• **What is expected**
If a line below contains the string "master", return that line.

• **Data shown**

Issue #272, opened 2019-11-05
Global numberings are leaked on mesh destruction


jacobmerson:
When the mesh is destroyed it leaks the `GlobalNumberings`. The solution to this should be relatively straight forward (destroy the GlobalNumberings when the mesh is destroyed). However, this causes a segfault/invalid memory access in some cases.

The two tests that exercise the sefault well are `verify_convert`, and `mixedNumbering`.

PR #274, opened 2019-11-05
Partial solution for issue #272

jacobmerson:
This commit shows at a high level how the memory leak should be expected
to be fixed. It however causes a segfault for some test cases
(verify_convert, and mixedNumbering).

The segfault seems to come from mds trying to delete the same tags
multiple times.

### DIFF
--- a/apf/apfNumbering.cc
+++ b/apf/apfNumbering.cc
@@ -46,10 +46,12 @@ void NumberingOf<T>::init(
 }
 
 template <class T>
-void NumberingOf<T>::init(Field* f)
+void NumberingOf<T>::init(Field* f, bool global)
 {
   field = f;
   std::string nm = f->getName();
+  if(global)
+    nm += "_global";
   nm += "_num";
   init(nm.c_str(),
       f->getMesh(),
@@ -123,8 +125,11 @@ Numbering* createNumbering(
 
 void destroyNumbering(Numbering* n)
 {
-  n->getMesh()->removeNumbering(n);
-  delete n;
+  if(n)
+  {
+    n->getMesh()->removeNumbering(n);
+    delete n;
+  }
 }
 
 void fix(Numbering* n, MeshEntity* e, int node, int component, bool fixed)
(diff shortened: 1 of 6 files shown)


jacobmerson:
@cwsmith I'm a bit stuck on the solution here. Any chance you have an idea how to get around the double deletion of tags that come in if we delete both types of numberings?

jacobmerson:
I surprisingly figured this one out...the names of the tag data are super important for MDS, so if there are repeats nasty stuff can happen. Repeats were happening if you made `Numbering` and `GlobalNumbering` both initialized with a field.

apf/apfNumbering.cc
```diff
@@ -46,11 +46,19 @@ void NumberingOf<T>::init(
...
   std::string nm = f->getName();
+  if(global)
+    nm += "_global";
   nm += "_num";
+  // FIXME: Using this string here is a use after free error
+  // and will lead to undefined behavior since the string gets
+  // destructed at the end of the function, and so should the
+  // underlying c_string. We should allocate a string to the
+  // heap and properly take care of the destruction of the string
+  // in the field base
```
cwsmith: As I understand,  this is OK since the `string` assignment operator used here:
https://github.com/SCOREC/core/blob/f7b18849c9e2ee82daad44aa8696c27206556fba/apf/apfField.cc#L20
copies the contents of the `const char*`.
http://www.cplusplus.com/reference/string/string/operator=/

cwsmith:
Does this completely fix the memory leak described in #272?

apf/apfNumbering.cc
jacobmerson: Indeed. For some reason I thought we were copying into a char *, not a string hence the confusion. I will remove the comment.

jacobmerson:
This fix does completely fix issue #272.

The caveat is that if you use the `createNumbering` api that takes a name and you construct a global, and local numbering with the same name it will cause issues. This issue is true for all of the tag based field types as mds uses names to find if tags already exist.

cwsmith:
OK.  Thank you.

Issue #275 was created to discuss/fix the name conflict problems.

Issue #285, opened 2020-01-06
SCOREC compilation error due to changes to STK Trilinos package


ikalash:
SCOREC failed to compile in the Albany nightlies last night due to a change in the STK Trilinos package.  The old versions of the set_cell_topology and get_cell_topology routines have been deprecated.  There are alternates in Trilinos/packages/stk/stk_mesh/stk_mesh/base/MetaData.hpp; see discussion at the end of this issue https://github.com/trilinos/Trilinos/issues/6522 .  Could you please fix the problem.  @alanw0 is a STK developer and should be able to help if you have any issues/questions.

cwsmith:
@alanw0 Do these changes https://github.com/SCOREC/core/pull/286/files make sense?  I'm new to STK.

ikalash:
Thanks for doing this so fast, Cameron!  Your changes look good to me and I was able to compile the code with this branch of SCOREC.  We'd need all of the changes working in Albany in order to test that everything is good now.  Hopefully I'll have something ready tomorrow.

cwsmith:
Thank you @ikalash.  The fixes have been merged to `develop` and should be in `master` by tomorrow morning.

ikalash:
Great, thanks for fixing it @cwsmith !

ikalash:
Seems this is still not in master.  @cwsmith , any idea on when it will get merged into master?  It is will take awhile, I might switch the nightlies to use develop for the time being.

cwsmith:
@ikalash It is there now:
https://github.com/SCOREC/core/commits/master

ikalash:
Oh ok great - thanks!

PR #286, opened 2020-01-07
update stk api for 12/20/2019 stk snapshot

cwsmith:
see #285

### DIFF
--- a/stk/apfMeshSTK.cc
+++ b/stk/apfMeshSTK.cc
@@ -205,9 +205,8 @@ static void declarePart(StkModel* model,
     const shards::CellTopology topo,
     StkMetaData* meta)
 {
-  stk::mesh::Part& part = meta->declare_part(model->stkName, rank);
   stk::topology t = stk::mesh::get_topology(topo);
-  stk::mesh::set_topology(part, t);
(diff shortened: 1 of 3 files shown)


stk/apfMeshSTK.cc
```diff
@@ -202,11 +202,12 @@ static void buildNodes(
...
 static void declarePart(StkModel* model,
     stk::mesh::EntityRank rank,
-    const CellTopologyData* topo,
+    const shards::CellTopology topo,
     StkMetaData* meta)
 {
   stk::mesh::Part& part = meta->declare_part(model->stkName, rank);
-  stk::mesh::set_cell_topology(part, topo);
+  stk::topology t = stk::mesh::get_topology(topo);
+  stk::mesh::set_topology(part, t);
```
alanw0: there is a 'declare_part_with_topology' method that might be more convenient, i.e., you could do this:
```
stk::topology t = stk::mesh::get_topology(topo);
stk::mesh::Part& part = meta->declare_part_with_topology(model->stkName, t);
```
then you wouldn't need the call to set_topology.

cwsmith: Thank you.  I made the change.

...

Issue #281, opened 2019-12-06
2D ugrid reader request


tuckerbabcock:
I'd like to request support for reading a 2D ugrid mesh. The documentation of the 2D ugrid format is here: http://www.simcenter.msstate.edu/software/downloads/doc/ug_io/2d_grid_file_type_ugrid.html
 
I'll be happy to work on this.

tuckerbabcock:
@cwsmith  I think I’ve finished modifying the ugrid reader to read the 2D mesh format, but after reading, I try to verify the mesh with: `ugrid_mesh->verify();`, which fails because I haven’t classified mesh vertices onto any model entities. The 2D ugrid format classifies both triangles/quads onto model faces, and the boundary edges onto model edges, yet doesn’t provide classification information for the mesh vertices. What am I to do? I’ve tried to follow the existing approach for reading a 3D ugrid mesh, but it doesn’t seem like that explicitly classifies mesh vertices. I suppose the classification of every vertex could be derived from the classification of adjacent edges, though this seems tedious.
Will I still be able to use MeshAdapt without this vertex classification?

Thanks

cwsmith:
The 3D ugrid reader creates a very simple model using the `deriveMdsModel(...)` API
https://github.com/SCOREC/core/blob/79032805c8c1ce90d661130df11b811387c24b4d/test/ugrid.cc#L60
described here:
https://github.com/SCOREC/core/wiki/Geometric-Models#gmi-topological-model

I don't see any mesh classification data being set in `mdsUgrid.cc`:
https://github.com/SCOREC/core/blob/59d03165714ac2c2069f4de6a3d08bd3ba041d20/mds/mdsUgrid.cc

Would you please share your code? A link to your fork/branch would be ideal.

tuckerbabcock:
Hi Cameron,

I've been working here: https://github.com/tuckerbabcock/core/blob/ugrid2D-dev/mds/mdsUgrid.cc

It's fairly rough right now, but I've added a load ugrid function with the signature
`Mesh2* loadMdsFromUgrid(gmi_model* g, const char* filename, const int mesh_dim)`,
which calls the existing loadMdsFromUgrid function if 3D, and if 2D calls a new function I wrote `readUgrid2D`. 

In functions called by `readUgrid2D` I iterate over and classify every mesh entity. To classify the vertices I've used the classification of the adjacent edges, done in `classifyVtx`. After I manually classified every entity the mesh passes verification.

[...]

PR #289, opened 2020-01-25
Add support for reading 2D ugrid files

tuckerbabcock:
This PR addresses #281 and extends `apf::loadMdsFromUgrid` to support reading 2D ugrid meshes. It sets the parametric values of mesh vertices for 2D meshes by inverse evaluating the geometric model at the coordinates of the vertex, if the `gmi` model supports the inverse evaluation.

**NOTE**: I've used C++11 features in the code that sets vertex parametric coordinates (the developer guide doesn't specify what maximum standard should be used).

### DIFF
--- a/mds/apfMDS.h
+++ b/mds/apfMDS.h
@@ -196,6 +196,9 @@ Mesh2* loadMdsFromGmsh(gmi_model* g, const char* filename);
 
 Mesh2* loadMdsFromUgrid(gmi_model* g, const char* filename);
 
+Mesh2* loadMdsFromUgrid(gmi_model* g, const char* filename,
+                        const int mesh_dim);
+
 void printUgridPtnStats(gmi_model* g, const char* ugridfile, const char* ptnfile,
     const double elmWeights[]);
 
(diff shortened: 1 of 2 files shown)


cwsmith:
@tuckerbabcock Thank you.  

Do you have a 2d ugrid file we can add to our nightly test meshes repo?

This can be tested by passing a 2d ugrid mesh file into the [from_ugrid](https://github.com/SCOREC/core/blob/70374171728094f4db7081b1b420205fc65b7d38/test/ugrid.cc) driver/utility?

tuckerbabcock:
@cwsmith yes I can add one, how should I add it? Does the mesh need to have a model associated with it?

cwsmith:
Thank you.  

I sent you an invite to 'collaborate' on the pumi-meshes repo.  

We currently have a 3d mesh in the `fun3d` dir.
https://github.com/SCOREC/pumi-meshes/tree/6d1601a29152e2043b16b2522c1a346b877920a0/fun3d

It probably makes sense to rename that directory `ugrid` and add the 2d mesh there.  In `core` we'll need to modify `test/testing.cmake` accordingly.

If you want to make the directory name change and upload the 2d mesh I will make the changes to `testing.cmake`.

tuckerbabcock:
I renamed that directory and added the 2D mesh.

• **Exercise output**
Thank you @ikalash.  The fixes have been merged to `develop` and should be in `master` by tomorrow morning.
Seems this is still not in master.  @cwsmith , any idea on when it will get merged into master?  It is will take awhile, I might switch the nightlies to use develop for the time being.
https://github.com/SCOREC/core/commits/master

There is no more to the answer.